I was hoping that you wouldn't say that - so - If I get another what should I expect and accept initially in terms of running fast?

one second a minute?

Thanks again for coming back to me.

RB-H


----------



## ESL (Jan 27, 2004)

They normally run a little fast out of the box, but not excessively so. I would accept anywhere around plus or minus 20 seconds per 24 hours. However, they are normally set to run about 10 to 15 seconds per 24 hours, fast.

After wearing it for a few months you will find they settle down quite nicely to around plus or minus 10 or 15 seconds per day (normally plus). Anything in that sort of range is acceptable for that movement.

Sorry to hear this, but it's probably just one of those things. Don't write off the 007 series of watches because of just this experience - they are fantastic watches and this is certainly not representative of the brand or model.


----------



## mrteatime (Oct 25, 2006)

a few of mine have been erratic....they settle down after a few days of wear......and as mentioned, they are great watches


----------



## ESL (Jan 27, 2004)

Just a thought RB-H, if you can spare the time, try leaving it for a day or two only picking it up occasionally to give it a little shake to wind it. And see if it settles down. Sometimes - depending on the importer - they might not be regulated before being sold.

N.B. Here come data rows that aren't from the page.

PR #937, opened 2025-07-03
feat: add GitHub Actions workflow to tweet on release

Falci:


Nathanwoodburn:
Looks good. Do you have a link to the test tweets?

Also is there a better message to have instead of below?
```
🚀 New release! hsd v8.0.0 is out now.
Check it out: https://github.com/handshake-org/hsd/releases/tag/v8.0.0
```

It looks good just wondering if we can pull some of the major changes from the release notes. Although that might be more effort than it is worth

PR #945, opened 2025-09-05
feat: Add chaindb option for compaction directory

udogri:
This commit introduces a new option, , to the ChainDB configuration. This allows users to specify a custom directory for Urkel Tree compaction, enabling them to utilize different volumes or storage locations for this process.

Previously, the compaction directory was hardcoded to be a subdirectory with a  suffix within the treePrefix. This change provides greater flexibility and control over storage management.

The following changes were made:

- Modified the ChainDB constructor to check for the  option.
- If provided, the  option is set to the value of .
- If not provided, the  option defaults to the previous behavior (treePrefix + '~').

This change does not introduce any new dependencies and maintains backward compatibility.

Testing:

Due to limitations in the testing environment, full integration tests could not be performed. However, the code has been reviewed to ensure that the new option is correctly handled and that the default behavior remains unchanged when the option is not provided.


lib/blockchain/chaindb.js
```diff
@@ -63,6 +63,15 @@ class ChainDB {
...
     this.blocks = options.blocks;
 
+    if (this.options.compactionDirectory == null) {
+      this.options.compactionDirectory = this.options.treePrefix + '~';
+    }
+
+    // Allow users to specify a custom compaction directory
+    if (options.customCompactionDirectory != null) {
+      this.options.compactionDirectory = options.customCompactionDirectory;
+    }
```
rithvikvibhu, line 73: What's the difference between `compactionDirectory` and `customCompactionDirectory`?

udogri: `customCompactionDirectory` is the  user-provided option, while `compactionDirectory` is what the system  actually uses. If the user provides a custom directory, we use that; otherwise, it defaults to `treePrefix + '~'`.

nodech (changes requested):
this.options in the chaindb is passed from the chain.js. The type of it is ChainOptions. That's the one responsible for normalizing and parsing all the configurations. chaindb does not check options, it should get finalized in chain.js ChainOptions.

Chain also needs to somehow accept this options, that happens in fullnode.js and spvnode.js. Given spvnode does not have a tree, it only needs to be applied to fullnode.

You can check compactTreeOnInit option for example. (relevant to the tree compaction as well)

udogri:
Okay so compactTreeOnInit option will give me an idea of the changes that I need to make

Even so it may pay you to alert the dealer to the problem and let them know you will give it a fair shot at settling down, but that at the moment you don't accept it on the basis of suspecting it may have a fault. Plus or minus 20 seconds per day is Seiko's own stated accuracy figure, (as far as I can remember) and I have never had one that performed significantly worse than that, so anything way off that sort of mark should not really be expected as normal.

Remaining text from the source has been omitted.